As Martin Wolf, chief economics commentator at the Financial Times, talked with China Daily, the US Federal Reserve was about to publish its statement and the world was watching to see if the Fed would raise interest rates.
Anticipation of rate hikes has pushed up the value of the US dollar. The yuan has already been weakening against the dollar for a while, and economists have talked about the risk of a capital outflow.
Wolf said that even if the Fed decides to raise rates, probably in the summer or early fall, interest rates would remain quite low for a long period and “the exchange rate can’t be used as a major way to reignite growth in China”.
“It’s been my view for a very long time that China is too big to be on the basis of an export-led growth,” he said.
One of the world’s most influential writers on economic matters, Wolf is also an avid reader of the Chinese economy. He believes the problems confronting the country are almost entirely domestic, and not external.
The centerpiece of the challenge, he said, is that China is engaged in a very complicated “rebalancing and renormalization” of its economy, which is more complicated and difficult than expected.

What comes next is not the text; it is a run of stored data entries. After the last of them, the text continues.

PR #1125, opened 2019-04-03
update runtime and parser to recognize a nil type

aanthony1243:
### Done checklist
- [ ] docs/SPEC.md updated
- [X] Test cases written

### DIFF
--- a/ast/ast.go
+++ b/ast/ast.go
@@ -107,6 +107,7 @@ func (*Property) node()   {}
 func (*Identifier) node() {}
 
 func (*BooleanLiteral) node()         {}
+func (*NilLiteral) node()             {}
 func (*DateTimeLiteral) node()        {}
 func (*DurationLiteral) node()        {}
 func (*FloatLiteral) node()           {}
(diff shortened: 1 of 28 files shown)


wolffcm:
I'd advocate against using `==` or `!=` to detect null values, at least in the final product.  If `null` truly represents missing data, the proper result if either operand is `null` would be a boolean-valued `null`.

SQL implementations use a three-valued logic and provides an `is null` operator; we might do the same.  There is a good discussion of it here:
https://modern-sql.com/concept/three-valued-logic

aanthony1243:
@wolffcm yeah, I had a discussion with  nathaniel about this same issue.  fwiw this was a useful exploration and parts of it needed to be done anyway becuase panics in row functions were happening not becuase we were operating on null values, but becuase of how we were decoding them at compile time.  This code includes that fix (in runtime.go) and that code should probably be isolated and merged back.  there may be some other bits that are similarly useful.  

I suppose nobody doubted that we could handle nulls in Flux, but I feel like a concrete proof of concept will move us closer to a final solution.

Issue #1126, opened 2019-04-04
[pvt-spec] Make new Compiler assign dependencies to Programs it generates


wolffcm:
On master, currently the controller gets its `execute.Dependencies` assigned from its config object and propagates them down to the `Executor`.

In the new architecture, the `Compiler` produces a `Program` that can be `Start`ed.  The call to `Start` instantiates a new `Executor`, which needs dependencies to know how to access the services that implement `from`, `to`, etc.

jsternberg:
I think this is the same or related to #1140. The compiler design makes it difficult to inject stuff into the chain so, for example, these dependencies are needed when running the AST compiler, but shouldn't need to be passed down from the compilers that use AST compiler. We also need a way to be able to send in options to the compiler.

jsternberg:
We're thinking that this already has a workaround and the proper solution to this can be done later so I'm throwing this back to planned. We are likely not going to do this before merging the private spec changes.

PR #1128, opened 2019-04-04
refactor(lang): run the executor for a program in a goroutine

### LINKED ISSUE #1119: Program should execute in a new goroutine
Currently on the `refactor/private-spec` branch, `lang.Program.Start` does not execute in a new goroutine:
https://github.com/influxdata/flux/blob/refactor/private-spec/lang/compiler.go#L134-L150

We should change this code:
- Make the call to `e.Execute` happen inside the goroutine
- Return any error via a channel in `lang.Query`
- Add tests that verify this works right

jsternberg:
- [x] docs/SPEC.md updated
- [ ] Test cases written

The execution of a program now happens in a goroutine and correctly
responds to the cancel signal.

The program and query implementations are also now hidden since they are
not used by anyone outside of lang.

Fixes #1119.

### DIFF
--- a/lang/compiler.go
+++ b/lang/compiler.go
@@ -55,7 +55,7 @@ func (c FluxCompiler) Compile(ctx context.Context) (flux.Program, error) {
 		return nil, err
 	}
 
-	return Program{
+	return &Program{
 		PlanSpec: ps,
 	}, err
 }
@@ -76,7 +76,7 @@ func (c SpecCompiler) Compile(ctx context.Context) (flux.Program, error) {
 		return nil, err
 	}
 
-	return Program{
+	return &Program{
 		PlanSpec: ps,
 	}, err
 }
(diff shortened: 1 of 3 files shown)


lang/compiler.go
```diff
@@ -206,34 +206,49 @@ func buildSpec(t *flux.TableObject, ider flux.IDer, spec *flux.Spec, visited map
 	spec.Operations = append(spec.Operations, t.Operation(ider))
 }
 
-// Program implements the flux.Program interface
-type Program struct {
+// program implements the flux.Program interface
+type program struct {
 	deps     execute.Dependencies
```
wolffcm: One thing that I have been dealing with in getting tests to pass in `influxdb` is that the dependencies need to be set so that the executor knows how to execute `from`, `to`, etc.  I filed this issue for it: #1126

In the meantime I have been working around it by making the controller assign the dependencies.  But my workaround won't work if you make `lang.Program` unexported.  Would you mind keeping it public for now, until #1126 is fixed?

PR #1137, opened 2019-04-08
refactor(lang): rename SpecCompiler to ReplCompiler

jlapacik:
Closes #13220 .

Once https://github.com/influxdata/influxdb/pull/13222 is merged, the flux version can be updated on the `refactor/private-spec` branch.

### Done checklist
- [ ] docs/SPEC.md updated
- [ ] Test cases written

### DIFF
--- a/lang/compiler.go
+++ b/lang/compiler.go
@@ -17,7 +17,6 @@ import (
 
 const (
 	FluxCompilerType = "flux"
-	SpecCompilerType = "spec"
 	ASTCompilerType  = "ast"
 )
 
@@ -35,9 +34,7 @@ func AddCompilerMappings(mappings flux.CompilerMappings) error {
 	}); err != nil {
 		return err
 	}
-	return mappings.Add(SpecCompilerType, func() flux.Compiler {
-		return new(SpecCompiler)
-	})
+	return nil
 }
 
 // CompileOption represents an option for compilation.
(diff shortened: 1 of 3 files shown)


lang/compiler.go
```diff
@@ -64,14 +64,27 @@ func (c FluxCompiler) CompilerType() flux.CompilerType {
 	return FluxCompilerType
 }
 
-// SpecCompiler implements Compiler by returning a known spec.
-type SpecCompiler struct {
+// ReplCompiler is what was formerly known to be a SpecCompiler.
+// It was explicitly renamed to denote its use in the Flux REPL and only the Flux REPL.
```
wolffcm: _nit_ Coding convention in Go is to use call caps for abbreviations, so this would be `REPLCompiler`.

https://github.com/golang/go/wiki/CodeReviewComments#initialisms

lang/compiler.go
```diff
@@ -81,10 +94,6 @@ func (c SpecCompiler) Compile(ctx context.Context) (flux.Program, error) {
 	}, err
 }
 
-func (c SpecCompiler) CompilerType() flux.CompilerType {
```
wolffcm: Is this really dead code?  Will the `influxdb` REPL work if you remove this?

wolffcm: Oops,  I see that you just moved it.

jlapacik:
@wolffcm I removed the repl compiler into the repl package and made it private.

As the economy slows from 30 years of 10-plus percent growth to 7 percent, to make that work in a stable manner requires a very major shift in the pattern of spending and income distribution toward households and consumption, he said.
China has to “make some sensible compromise” between the goals of growth and deleveraging. That is not necessarily an “either, or” trade-off, but “maybe in the end the growth will slow a bit, and the debt will rise a little more. We’ve seen in the Western world that getting growth back with a shrinking debt is quite difficult. It will be difficult for China too.
“I personally think the challenges China’s economy now confronts are possibly the most difficult challenge since the reform and opening-up began,” he said.
In order to achieve its target of around 7 percent growth, China will have to “restart the investment-led and the debt-fueled growth model”, and that would not be sustainable.
“While you can get 7 percent growth this year, the cost of achieving that growth next year will be even larger,” he said.
If everything goes well, it will take about a decade until China becomes an economy in which consumption takes a much larger share, and growth is led by innovation and competitive private enterprises.
In that decade, there will be a few difficult years when growth is below target, he said, but that “need not to be a catastrophe as long as reform and adjustment happens.”